Releases: PKU-YuanGroup/UniWorld
Releases · PKU-YuanGroup/UniWorld
Release v2.0.0
🚀 Introducing UniWorld-V2: Reinforce Image Editing with Diffusion Negative-aware Finetuning and MLLM Implicit Feedback!
🌟 Surpassing GPT-Image-1 on multiple benchmarks, it showcases superior fine-grained control and complex language capabilities! Now, the new model, training framework, and evaluation results are fully open-source!
✨ Key Highlights
- 🧠 We introduce UniWorld-R1, the industry's post-training framework for image editing based on Reinforcement Learning (RL) policy optimization. It leverages our novel DiffusionNFT technique for more efficient training and compatibility with high-order samplers.
- 🏆 We pioneer the use of a Multi-modal Large Language Model (MLLM) as a training-free reward model.
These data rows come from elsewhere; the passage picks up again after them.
PR #2463, opened 2024-12-26
Refactor the dependency versions

bitfriend:
Use the dependency version that other packages are already using


gnunicorn:
we agreed to not do it this way.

By leveraging its logits output for fine-grained feedback, we significantly improve the model's alignment with human intent.
- 🥇 UniWorld-V2 achieves new SOTA results, scoring an impressive 7.83 on GEdit-Bench (surpassing GPT-Image-1's 7.53) and leading on ImgEdit with 4.49, outperforming all known open and closed-source models.
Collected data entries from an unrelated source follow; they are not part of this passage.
PR #2440, opened 2024-12-17
RefDetail enhancement on Space Objects

kumarpalsinh25:
THIS PR GETS BIT LARGER THEN EXPECTED BUT I WILL TRY TO EXPLAIN ALL THE DETAIL IN PR DESCRIPTION AND COMMENTS TO MAKE IT EASIER FOR REVIEWERS. ENTIRE PR WORK IS WELL SEPARATED BY COMMITS BUT IT REQUIRES BIT OF IN-DEPTH DETAIL WHICH I TRIED TO COVER AS MUCH AS POSSIBLE IN PR DESCRIPTION.

- - -
### Boost Actions Enhancement: Make it beyond selected space boundry.
- Currently boost actions are only belongs to selected space in which we are going to post Boost but it is now enhanced and user can post any space action items to space boost.

**1) Changes related to Add Boost:**
- First I have removed space selection restriction while adding actions on the boost by below commit.
https://github.com/acterglobal/a3/pull/2440/commits/86ccfd88b20a23f5d61ac5de88960bc97a7e31e5
- Then I have removed custom `NewsReferencesModel` class  and use default `RefDetails` class in relevant code of Boosts by below commit.
https://github.com/acterglobal/a3/pull/2440/commits/e9cc2a0ed409d75a8ebe7096af80f22d500b4284
- Reference Video :

https://github.com/user-attachments/assets/2cb7edc8-3d92-457e-bb1a-d1be21ccb112

**2) Changes related to View Boost:**
- Now on view part, Boost Actions (Space Objects) on which we have access (Space we already joined) are visible as expected.
- But Boost Actions (Space Objects), on which we do not have any access (Space we haven't joined) are not visible directly so for that I created common `ReferenceDetailsItem` class which shows static data based on the `refDetails`.
- To handle it in more better way, I have used `ReferenceDetailsItem` in `PinListItemWidget`, `EventItem` and in `TaskListItemCard` based on the required conditions.
- `NewsSlideActions` for boost post is now becomes more clear and can directly used `PinListItemWidget`, `EventItem` and in `TaskListItemCard` classes without working about anything else.
- All the work is implemented in below commit.
https://github.com/acterglobal/a3/pull/2440/commits/92c37c15f5ec58e073f139b65b75feec4488308c
- Reference Video:

https://github.com/user-attachments/assets/048aae2c-3ff3-4988-865e-d6975e3ccd47

- - -

### Attachment List Improvements:
[...]

PR #2464, opened 2024-12-27
Add reference

kumarpalsinh25:
As continuation of [PR - RefDetail enhancement on Space Objects](https://github.com/acterglobal/a3/pull/2440), This PR allow you to directly add reference in similar way we are adding attachments.

https://github.com/user-attachments/assets/ac5313f3-6a99-4103-b5fd-d2f8c1886bec

### DIFF
--- a/app/lib/features/attachments/widgets/attachment_section.dart
+++ b/app/lib/features/attachments/widgets/attachment_section.dart
@@ -1,5 +1,6 @@
 import 'package:acter/common/models/types.dart';
 import 'package:acter/common/toolkit/buttons/inline_text_button.dart';
+import 'package:acter/common/widgets/share/action/share_space_object_action.dart';
 import 'package:acter/features/attachments/actions/handle_selected_attachments.dart';
 import 'package:acter/features/attachments/actions/select_attachment.dart';
 import 'package:acter/features/attachments/providers/attachment_providers.dart';
@@ -22,9 +23,11 @@ class AttachmentSectionWidget extends ConsumerWidget {
   static const addAttachmentBtnKey = Key('attachments-add-btn');
   static const confirmRedactKey = Key('attachments-confirm-redact');
   final AttachmentsManagerProvider? manager;
+  final SpaceObjectDetails spaceObjectDetails;
 
   const AttachmentSectionWidget({
     super.key,
+    required this.spaceObjectDetails,
     this.manager,
   });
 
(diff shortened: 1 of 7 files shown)


app/lib/features/tasks/pages/task_list_details_page.dart
```diff
@@ -162,7 +162,7 @@ class _TaskListPageState extends ConsumerState<TaskListDetailPage> {
   Widget _buildTaskListInner(TaskList? taskListData) {
     return SingleChildScrollView(
       child: Padding(
-        padding: const EdgeInsets.symmetric(horizontal: 20.0),
+        padding: const EdgeInsets.symmetric(horizontal: 8.0),
```
gnunicorn, line 165: what is this about? I didn't see this in the promo video...?

app/lib/features/attachments/widgets/attachment_section.dart
```diff
@@ -187,40 +219,20 @@ class FoundAttachmentSectionWidget extends ConsumerWidget {
...
-              );
-            },
+        Expanded(
+          child: Text(
+            title,
+            style: Theme.of(context).textTheme.titleSmall,
           ),
-          child: Text(lang.add),
         ),
+        IconButton(onPressed: onTapAdd, icon: Icon(Icons.add)),
```
gnunicorn, line 235: shouldn't the ability to this be conditioned by `canEdit`? Because if they can't edit the item, we don't want to show the button...

gnunicorn (approved):
Generally fine, but two requests.

also wondering if we could have tests for this ...

app/lib/features/tasks/pages/task_list_details_page.dart
kumarpalsinh25: Ahh, I was play with TaskList Details padding-spacing improvements. Here with [this commit](https://github.com/acterglobal/a3/pull/2464/commits/de1c7fa4d7f9148702d8dede7acb7b3da647ebc2) I completed improvements. Also sharing screenshot for reference.

TaskList

app/lib/features/attachments/widgets/attachment_section.dart
kumarpalsinh25: Ya true, let me add it. Good notice!

kumarpalsinh25:
> Generally fine, but two requests.

- Addressed given feedback and added comments over there.

> also wondering if we could have tests for this ...

For attachment section?

gnunicorn:
well, generally have tests, @kumarpalsinh25 - e.g. that canEdit is observed etc ...

kumarpalsinh25:
> well, generally have tests, @kumarpalsinh25 - e.g. that canEdit is observed etc ...

Facing some difficulty here, would like to discuss about this on our next call.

- 🎨 We demonstrate unprecedented fine-grained controllability, including mastering complex artistic Chinese characters, achieving precise spatial editing with "Redbox Control," and rendering realistic global light & shadow fusion—capabilities that are challenging for traditional SFT models.
🔭 Future Work
- Continue collecting data and explore joint training with Visual Language Models (VLMs).
- Integrate higher-resolution semantic encoders or adopt VLM techniques like multi-scale image gridding to increase input image resolution.
Release v1.0.0
🚀UniWorld: a unified model that skips VAEs and uses semantic features from SigLIP! Using just 1% of BAGEL’s data, it outperforms on image editing and excels in understanding & generation.
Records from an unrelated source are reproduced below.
Issue #2137, opened 2024-09-03
[Tracking] Chat-NG


gnunicorn:
Collecting issues to keep in mind when starting on the next generation of the chat interface - in no particular order.

- https://github.com/acterglobal/a3-meta/issues/463
- https://github.com/acterglobal/a3/issues/1907
- https://github.com/acterglobal/a3-meta/issues/491 -> Probably due to state error failures that are hidden from view
- https://github.com/acterglobal/a3-meta/issues/459
- https://github.com/acterglobal/a3-meta/issues/458 -> Probably due to mistake in list management (too many replaceAt and a race condition)
- https://github.com/acterglobal/a3/issues/1614 -> most comes from rust, but there is a bunch of balony we do in the architecture that delays it further as well.

emilvincentz:
Really great to see the ng coming together!!
Here is a couple of bugs observed.
1. When enter chat on mobile keyboard is always open (and not closing on scroll)
2. Grey box is shown when using text formmatting or pasting in url link 
3. Flicker on desktop when navigatin beetween chats

https://github.com/user-attachments/assets/94faa627-2d00-4d0a-95b9-1434e13f9ff0
![Image](https://github.com/user-attachments/assets/19015576-333a-46bc-a46d-08e3fbf57bbd)
![Image](https://github.com/user-attachments/assets/41bc436a-13b5-4fe7-b6cc-0094b008a486)

emilvincentz:
@gtalha07 some feedback from testing latest release (today)

1. Doesnt scroll to the bottom of the newest message
2. Text format bar sometimes doesnt show or is shown below menu (see image)
3. Not able to drag and select (when wanting to highlight/select text in input field)
4. Tesxt size seems rather small
5. When activating text format’er, all text dissapears
6. How much are we able to edit the text editor?  E.g. Dont think we need the background colour change
7. Keyboard does not close upon scrolling
8. Keyboard automatically activaed upon entering chat (should not)
9. Not able to react to messages 
10 Line spacing should be the same when posting, as when writing (currently its almost same spacing although i made new paragraph, see image)


![Image](https://github.com/user-attachments/assets/72e6c42d-9bbc-4809-aeed-efe6d417947b)
![Image](https://github.com/user-attachments/assets/13623052-3bba-4a40-8d30-214e4f9ba68e)
![Image](https://github.com/user-attachments/assets/70d5ffde-d59c-4a49-bdf1-ed9745cd712a)
[...]

PR #2498, opened 2025-01-15
Chat-NG Reactions

### LINKED ISSUE #2204: chat react-emoji UX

🌟Now data, model, training & evaluation script are open-source!
Key features:
- We observe that GPT-4o likely employs a non-mandatory VAE injection, making it difficult to preserve low-level features consistent with the reference image.
- We demonstrate remarkable image perception capabilities, surpassing those of GPT-4o.
- We used only 2.7M data samples—just 0.1% of BAGEL—achieving high efficiency. All data, training and evaluation code, and models have been fully open-sourced.
Future works:
- Continue collecting data and perform joint training with a VLM.
- Integrate higher-resolution semantic encoders or adopt VLM techniques to increase input-image resolution, such as multi-scale image gridding.